The most common reason for lack of focus is that the reader is distracted by grammatical errors. If there are enough of them, they can make your text confusing or frustrating to read.

However, your reader is probably a friend. And no one likes a grammar nazi, anyway. So your friend probably isn't going to say, "I couldn't read this. It's almost illiterate." That's not a friendly thing to say.

Instead, he or she probably said something like "It's really good. I liked it. Just fix the grammar errors, and I think it'll be great!" If you want to make your friend feel very awkward, press for details about the parts he or she liked. Ask what he or she thought about your paragraph about "Rock the Vote." Chances are, your reader will have to open the paper back up to look at that again; she'll bite her lip and say "um" at least once as she stalls. You've trapped her: She wants to be helpful, but she didn't follow the paper, and doesn't want to hurt your feelings by saying so.

On the other hand, if you distribute your paper to three buddies or classmates, and they all react to the content -- if they all ask questions or argue with you, focusing on specific points, that's great. It's wonderful, even if they disagree. It means your stuff was readable.

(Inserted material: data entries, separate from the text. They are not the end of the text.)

PR #754, opened 2020-12-01
Fixed ComposedAuthorizationPlugin cast problem

armstrongmsg:
## Description
This PR fixes the issue on using ComposedAuthorizationPlugin in RAS. Normally, using this class as authorization plugin would cause an ClassCastException to be thrown.

## Proposed changes
Pass a ClassFactory created by RAS to the ComposedAuthorizationPlugin instance. This classFactory should be the one used to create the sub-plugins instances.

## Additional information
Requires https://github.com/fogbow/common/pull/271

## Reminding
PRs order:
current < your(PR1) < your(PR2)

### DIFF
--- a/src/main/java/cloud/fogbow/ras/core/RasClassFactory.java
+++ b/src/main/java/cloud/fogbow/ras/core/RasClassFactory.java
@@ -1,15 +1,18 @@
 package cloud.fogbow.ras.core;
 
 import cloud.fogbow.common.exceptions.FatalErrorException;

All of this applies to creative writing, too. If you’ve written a screenplay and hand it off to someone familiar with screenplays, the comments might be about formatting instead of grammar, but they mean roughly the same thing. (Example: “It’s a great script. You just need to put it in the right font and fix the margins, and you’re in good shape!” This typically means the reader couldn’t get into the story because he or she was distracted by all of the document features that made it look like it wasn’t a screenplay. Formatting is the screenwriter’s grammar.)

It's ironic that the last concern of writers is the first concern of readers. Any good writer will tell you that you should worry about content first, and save editing (or screenplay format) for the last stage of your writing process. And that's true, for writers. But readers invert that order: They can't get to your content until you've squared away the formalities. It's not fair, but it's the way it is.

Criteria Evaluated by the Test: Editing and format (i.e., formalities).


The Viral Test

Instructions: Distribute your work to some folks, or post it online somewhere.

Question to Answer Afterward: Did anyone not allied to you by blood, politics, friendship, or sexual chemistry pass your work on to someone else or recommend it for others to read?

What Your Answer Means: If a complete stranger (or, better, a stranger who has a reputation in the field) recommends your work to someone else, you should be submitting it for publication, trying to get an agent, and taking other steps toward professional distribution. The person recommending your stuff is taking a risk to do so. If other readers don't like it, that can reflect badly on the person who recommended it. Professionals in the field, in particular, are careful with their reputations. If someone took a risk to recommend you, you ought to be taking more risks, too.

Criteria Evaluated by the Test: Reader interest (and, holistically, all the other criteria, too).